Within the entries below, find every line that has the string "start", then copy it.

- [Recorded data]
┌──

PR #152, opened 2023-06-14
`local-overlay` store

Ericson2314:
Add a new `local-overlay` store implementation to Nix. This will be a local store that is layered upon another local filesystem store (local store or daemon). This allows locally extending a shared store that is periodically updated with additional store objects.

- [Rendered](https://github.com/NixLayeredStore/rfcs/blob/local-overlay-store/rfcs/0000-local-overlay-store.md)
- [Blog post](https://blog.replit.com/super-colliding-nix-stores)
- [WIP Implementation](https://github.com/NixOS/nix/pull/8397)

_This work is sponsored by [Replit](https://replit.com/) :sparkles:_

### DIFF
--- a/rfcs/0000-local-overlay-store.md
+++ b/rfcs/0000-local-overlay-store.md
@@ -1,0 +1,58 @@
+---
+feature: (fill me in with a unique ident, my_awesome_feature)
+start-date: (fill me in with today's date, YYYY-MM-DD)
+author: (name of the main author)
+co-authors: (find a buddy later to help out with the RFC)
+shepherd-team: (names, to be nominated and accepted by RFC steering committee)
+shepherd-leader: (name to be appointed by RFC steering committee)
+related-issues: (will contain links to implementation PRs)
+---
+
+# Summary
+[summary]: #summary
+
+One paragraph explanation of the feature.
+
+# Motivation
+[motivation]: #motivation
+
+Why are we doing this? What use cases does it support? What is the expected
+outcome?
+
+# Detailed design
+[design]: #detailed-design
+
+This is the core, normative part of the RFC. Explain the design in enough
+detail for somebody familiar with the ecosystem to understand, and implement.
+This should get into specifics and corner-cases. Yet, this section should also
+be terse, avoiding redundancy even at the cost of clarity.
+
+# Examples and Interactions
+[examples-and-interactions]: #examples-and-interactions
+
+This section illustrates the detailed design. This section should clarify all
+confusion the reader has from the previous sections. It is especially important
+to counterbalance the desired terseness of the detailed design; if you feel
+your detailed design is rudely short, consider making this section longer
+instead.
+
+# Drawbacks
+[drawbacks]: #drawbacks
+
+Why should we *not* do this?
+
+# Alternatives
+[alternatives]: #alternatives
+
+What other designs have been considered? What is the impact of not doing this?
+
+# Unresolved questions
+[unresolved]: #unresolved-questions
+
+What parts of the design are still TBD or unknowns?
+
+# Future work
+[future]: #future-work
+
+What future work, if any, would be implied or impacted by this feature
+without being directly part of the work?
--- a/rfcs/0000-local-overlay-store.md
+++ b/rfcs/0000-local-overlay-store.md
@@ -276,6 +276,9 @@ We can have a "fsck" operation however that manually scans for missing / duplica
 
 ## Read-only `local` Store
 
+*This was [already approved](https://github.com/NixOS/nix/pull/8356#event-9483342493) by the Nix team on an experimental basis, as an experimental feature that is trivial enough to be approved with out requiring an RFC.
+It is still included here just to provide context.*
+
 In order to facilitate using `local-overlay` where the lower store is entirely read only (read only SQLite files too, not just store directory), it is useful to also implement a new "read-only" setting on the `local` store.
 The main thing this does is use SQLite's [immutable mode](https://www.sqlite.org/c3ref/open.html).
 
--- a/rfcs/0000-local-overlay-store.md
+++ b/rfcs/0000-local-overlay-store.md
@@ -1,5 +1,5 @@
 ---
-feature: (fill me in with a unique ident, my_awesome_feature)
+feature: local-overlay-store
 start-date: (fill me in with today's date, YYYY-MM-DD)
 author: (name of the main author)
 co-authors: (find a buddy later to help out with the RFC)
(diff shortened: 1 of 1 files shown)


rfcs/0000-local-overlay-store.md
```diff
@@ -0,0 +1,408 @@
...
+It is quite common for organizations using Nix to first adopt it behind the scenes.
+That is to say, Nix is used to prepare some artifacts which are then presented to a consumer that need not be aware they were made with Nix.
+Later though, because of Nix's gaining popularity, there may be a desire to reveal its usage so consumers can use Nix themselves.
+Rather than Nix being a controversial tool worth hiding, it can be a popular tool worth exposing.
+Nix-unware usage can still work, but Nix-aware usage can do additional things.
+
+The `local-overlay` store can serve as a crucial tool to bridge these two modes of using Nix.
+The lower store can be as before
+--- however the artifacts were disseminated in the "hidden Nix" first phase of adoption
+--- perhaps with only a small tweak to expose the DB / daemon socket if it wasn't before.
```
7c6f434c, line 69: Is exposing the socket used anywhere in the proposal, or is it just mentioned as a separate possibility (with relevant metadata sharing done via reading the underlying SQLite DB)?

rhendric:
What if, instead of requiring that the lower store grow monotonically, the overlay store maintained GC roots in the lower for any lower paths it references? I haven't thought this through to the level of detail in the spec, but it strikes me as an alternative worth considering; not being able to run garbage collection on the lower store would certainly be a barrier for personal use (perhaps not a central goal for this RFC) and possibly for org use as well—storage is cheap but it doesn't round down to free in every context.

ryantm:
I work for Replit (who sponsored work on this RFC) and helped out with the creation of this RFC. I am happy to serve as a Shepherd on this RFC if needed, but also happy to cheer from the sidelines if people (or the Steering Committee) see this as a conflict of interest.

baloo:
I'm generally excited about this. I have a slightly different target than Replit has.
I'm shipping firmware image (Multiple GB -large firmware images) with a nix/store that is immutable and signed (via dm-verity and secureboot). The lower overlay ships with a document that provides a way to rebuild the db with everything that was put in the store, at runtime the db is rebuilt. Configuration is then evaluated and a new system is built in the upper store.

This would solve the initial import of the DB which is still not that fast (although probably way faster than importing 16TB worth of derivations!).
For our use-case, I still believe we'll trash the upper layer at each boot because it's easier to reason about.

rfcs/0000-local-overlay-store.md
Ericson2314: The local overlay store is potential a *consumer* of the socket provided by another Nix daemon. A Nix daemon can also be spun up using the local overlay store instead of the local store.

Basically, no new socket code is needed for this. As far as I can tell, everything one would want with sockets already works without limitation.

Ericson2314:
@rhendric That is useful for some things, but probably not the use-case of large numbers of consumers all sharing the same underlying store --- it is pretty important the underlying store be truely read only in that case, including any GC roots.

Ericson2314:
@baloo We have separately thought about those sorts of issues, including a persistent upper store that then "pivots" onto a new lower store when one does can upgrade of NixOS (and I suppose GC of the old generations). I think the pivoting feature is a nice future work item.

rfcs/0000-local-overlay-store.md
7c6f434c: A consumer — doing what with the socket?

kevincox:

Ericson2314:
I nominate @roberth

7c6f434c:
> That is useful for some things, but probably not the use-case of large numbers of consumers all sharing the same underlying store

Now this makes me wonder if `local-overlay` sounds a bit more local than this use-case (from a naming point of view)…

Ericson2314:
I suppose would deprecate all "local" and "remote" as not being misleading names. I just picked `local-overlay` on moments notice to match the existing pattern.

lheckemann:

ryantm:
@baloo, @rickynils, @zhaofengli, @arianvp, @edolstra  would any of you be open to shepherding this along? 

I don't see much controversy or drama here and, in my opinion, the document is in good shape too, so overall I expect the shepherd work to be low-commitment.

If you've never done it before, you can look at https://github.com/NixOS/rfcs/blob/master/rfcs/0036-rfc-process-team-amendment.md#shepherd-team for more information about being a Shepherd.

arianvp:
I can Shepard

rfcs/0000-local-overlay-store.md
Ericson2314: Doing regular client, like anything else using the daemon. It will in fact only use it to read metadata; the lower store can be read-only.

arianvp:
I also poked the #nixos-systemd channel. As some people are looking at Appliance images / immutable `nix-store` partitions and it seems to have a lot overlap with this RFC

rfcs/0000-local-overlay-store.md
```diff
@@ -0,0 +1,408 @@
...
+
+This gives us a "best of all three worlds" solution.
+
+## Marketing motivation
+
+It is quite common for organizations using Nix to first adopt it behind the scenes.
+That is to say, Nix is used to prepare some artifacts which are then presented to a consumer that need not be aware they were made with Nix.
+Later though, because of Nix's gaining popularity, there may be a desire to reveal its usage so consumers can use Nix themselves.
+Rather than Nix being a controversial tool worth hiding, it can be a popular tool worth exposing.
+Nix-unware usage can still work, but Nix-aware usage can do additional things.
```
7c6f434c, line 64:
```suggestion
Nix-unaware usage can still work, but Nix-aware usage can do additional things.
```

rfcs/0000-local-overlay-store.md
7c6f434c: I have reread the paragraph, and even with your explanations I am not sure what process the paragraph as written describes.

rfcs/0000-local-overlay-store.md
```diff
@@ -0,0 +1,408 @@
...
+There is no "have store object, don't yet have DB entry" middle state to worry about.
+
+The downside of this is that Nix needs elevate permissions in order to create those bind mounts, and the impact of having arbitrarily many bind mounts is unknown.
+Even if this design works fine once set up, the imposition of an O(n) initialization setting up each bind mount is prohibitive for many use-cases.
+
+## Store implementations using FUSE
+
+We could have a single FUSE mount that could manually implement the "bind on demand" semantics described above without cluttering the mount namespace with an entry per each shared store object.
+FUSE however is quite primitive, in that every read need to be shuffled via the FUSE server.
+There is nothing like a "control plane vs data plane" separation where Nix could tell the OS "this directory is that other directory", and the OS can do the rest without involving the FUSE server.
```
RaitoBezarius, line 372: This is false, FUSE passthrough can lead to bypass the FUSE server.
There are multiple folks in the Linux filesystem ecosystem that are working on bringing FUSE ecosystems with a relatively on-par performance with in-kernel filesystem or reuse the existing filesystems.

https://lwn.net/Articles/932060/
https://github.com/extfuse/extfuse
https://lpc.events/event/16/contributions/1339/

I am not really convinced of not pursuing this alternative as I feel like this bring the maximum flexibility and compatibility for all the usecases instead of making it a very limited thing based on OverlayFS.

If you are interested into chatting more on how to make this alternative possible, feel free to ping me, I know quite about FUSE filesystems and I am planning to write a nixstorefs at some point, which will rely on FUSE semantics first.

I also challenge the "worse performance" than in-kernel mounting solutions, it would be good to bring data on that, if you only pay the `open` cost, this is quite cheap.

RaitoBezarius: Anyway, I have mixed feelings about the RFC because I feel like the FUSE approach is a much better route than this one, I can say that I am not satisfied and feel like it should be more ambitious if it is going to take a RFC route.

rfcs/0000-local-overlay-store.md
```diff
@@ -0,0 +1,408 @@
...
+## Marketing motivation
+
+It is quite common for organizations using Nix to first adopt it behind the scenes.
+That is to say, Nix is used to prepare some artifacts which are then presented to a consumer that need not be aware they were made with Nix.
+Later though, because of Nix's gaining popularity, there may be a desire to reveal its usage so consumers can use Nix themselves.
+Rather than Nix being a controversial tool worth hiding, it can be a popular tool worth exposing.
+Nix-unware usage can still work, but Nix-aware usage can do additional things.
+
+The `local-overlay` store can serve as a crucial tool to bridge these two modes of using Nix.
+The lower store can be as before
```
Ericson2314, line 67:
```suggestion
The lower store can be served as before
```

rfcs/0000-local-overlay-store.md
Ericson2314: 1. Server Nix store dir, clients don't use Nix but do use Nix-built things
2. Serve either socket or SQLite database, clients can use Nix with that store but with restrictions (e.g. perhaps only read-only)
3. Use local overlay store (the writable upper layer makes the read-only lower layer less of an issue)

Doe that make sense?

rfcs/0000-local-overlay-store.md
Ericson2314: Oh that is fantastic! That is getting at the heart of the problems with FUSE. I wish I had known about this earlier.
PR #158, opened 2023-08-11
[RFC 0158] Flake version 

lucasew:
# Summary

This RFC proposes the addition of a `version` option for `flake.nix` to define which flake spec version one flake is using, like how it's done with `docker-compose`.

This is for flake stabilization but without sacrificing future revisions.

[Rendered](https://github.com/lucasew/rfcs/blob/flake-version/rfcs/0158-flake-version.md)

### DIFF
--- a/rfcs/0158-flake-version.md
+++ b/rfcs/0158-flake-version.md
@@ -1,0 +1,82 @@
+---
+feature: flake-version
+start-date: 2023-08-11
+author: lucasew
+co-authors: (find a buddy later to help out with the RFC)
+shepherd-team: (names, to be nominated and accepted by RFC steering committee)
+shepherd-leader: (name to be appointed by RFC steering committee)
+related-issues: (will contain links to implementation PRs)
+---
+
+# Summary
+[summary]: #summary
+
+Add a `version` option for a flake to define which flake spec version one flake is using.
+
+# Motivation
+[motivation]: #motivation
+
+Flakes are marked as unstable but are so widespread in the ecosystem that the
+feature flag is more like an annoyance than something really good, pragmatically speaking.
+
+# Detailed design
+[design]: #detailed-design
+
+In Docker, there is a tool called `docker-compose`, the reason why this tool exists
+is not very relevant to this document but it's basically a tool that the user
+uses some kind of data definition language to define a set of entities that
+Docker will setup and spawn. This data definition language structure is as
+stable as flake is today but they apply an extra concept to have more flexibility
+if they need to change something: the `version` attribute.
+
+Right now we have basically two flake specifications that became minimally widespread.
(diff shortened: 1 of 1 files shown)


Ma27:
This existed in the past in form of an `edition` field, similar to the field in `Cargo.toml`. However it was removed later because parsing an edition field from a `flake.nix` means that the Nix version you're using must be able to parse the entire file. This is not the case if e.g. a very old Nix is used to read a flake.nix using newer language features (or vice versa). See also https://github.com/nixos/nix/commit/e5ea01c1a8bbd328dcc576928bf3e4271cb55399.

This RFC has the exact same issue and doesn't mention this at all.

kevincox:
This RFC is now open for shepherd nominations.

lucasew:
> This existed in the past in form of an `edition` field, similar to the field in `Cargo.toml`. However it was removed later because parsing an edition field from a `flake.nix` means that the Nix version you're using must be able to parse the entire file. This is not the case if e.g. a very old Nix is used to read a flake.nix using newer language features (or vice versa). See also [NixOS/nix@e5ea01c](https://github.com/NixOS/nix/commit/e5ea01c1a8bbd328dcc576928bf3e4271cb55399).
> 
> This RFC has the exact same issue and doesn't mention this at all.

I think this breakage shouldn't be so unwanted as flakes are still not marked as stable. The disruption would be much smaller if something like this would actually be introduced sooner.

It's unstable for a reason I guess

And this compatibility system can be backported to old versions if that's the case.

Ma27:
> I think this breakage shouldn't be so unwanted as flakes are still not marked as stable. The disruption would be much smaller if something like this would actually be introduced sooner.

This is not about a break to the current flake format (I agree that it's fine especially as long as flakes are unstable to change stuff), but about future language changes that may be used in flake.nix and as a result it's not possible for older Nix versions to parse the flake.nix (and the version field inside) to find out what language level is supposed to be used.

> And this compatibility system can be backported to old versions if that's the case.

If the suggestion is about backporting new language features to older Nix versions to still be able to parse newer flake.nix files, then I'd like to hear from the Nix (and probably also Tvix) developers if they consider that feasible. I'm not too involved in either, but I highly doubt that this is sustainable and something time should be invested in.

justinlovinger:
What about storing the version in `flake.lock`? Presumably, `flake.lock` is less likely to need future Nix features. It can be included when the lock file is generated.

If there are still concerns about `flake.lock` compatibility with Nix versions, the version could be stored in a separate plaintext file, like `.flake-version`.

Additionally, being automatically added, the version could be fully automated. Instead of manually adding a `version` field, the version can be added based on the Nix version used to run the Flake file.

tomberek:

└──

- [Task solution]
+start-date: (fill me in with today's date, YYYY-MM-DD)
 start-date: (fill me in with today's date, YYYY-MM-DD)
+start-date: 2023-08-11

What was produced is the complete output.